To circumnavigate the anti-inflammatory milieu induced by S. aureus biofilms, an activated macrophage adoptive transfer strategy was employed by Hanke et al. in a catheter-associated model of S. aureus biofilm infection [25]. Since earlier work revealed the inability of resident tissue macrophages to invade the biofilm proper, this approach addressed whether the direct injection of proinflammatory activated macrophages (IFN-γ + peptidoglycan) into biofilms would transform the inflammatory milieu to facilitate biofilm clearance. Injection of activated macrophages during early biofilm formation augmented proinflammatory cytokine production, reduced macrophage Arg-1 expression, and limited S. aureus biofilm development. Proinflammatory macrophage polarization was also shown to increase phagocytosis and killing of S. aureus biofilms in vitro. Furthermore, treatment of mice with the C5a receptor (CD88) agonist EP67, which invokes macrophage proinflammatory activity, augmented macrophage infiltration and proinflammatory mediator expression in biofilm-infected tissues, which translated into reduced S. aureus biofilm growth [25]. Taken together, these findings demonstrate that S. aureus biofilms interfere with antibacterial effector mechanisms of resident tissue macrophages, which is an essential step for biofilm development. However, if proinflammatory macrophages gain access to sites of S. aureus biofilm (i.e. by direct inoculation), they are capable of exerting antibacterial activity that manifests as improved biofilm clearance. This supports an important role for S. aureus in thwarting early macrophage activation to establish chronic S. aureus biofilm infections.
Myeloid-Derived Suppressor Cells (MDSCs)
Suppression of proinflammatory responses by MDSCs have been demonstrated in a number of cancer and bacterial infection models [28–31]. MDSCs are a heterogeneous population of immature monocytes and granulocytes and are functionally characterized by their ability to suppress T cell activation in an antigen-dependent or -independent manner (reviewed in [32]). Depending on the local tissue microenvironment, infiltrating MDSCs can either maintain their suppressive properties or differentiate into mature neutrophils, macrophages, or dendritic cells. Our laboratory was the first to report MDSC recruitment (CD11b+Ly-6G+Ly-6Chigh) in a mouse model of S. aureus PJI, which was confirmed by the identification of MDSC-like cell populations in human PJIs, including those caused by S. epidermidis [13,15]. Subsequently, other groups have reported MDSC recruitment together with immunosuppressive activity in mouse models of S. aureus cutaneous infection [33] and to the kidneys following S. aureus sepsis [17].

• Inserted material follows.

PR #105, opened 2022-08-12
Process JWST with rate files

gbrammer:
Do processing with JWST rate files where you can explicitly specify a `CRDS_CONTEXT` to use the latest `flat` and `photom` calibrations.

In assessing the functional role of MDSCs in establishing the suppressive environment surrounding S. aureus biofilms, an antibody-mediated depletion strategy was used to target Ly-6G+ cells. Any responses would be attributed MDSC activity, since although Ly6G is also expressed on neutrophils, our prior work has shown that few neutrophils are recruited to S. aureus biofilms. Importantly, Ly6G treatment would leave CD11b+Ly-6Chigh Ly-6G− monocytes intact, which was predicted to enhance monocyte/macrophage proinflammatory and bactericidal activity in the context of reduced MDSC inhibitory signals. This was indeed the case, where Ly6G-depleted animals displayed significantly increased proinflammatory mediator production (i.e. IL-1β, G-CSF) that translated into reduced S. aureus burdens in a mouse PJI model [13]. To directly demonstrate enhanced monocyte/macrophage microbicidal activity in the context of MDSC depletion, mice were treated with Gr-1 antibody, which targets both Ly-6G+Ly-6Chigh MDSCs and Ly-6G−Ly-6Chigh monocytes. This approach resulted in significantly higher S. aureus biofilm burdens, which was attributed to the fact that although MDSC inhibition was removed, effector phagocytes (i.e. monocytes/macrophages) were also reduced, leading to unchecked biofilm expansion [13]. These data demonstrate that MDSCs actively suppress monocyte/macrophage proinflammatory activity, which is important for biofilm persistence. Interestingly, Gr-1+ depletion in a S. aureus sepsis model had no effect on bacterial burdens [17]; however, this is not a biofilm infection and mature macrophages are not present in the bloodstream, and as such, the modes of bacterial clearance differ.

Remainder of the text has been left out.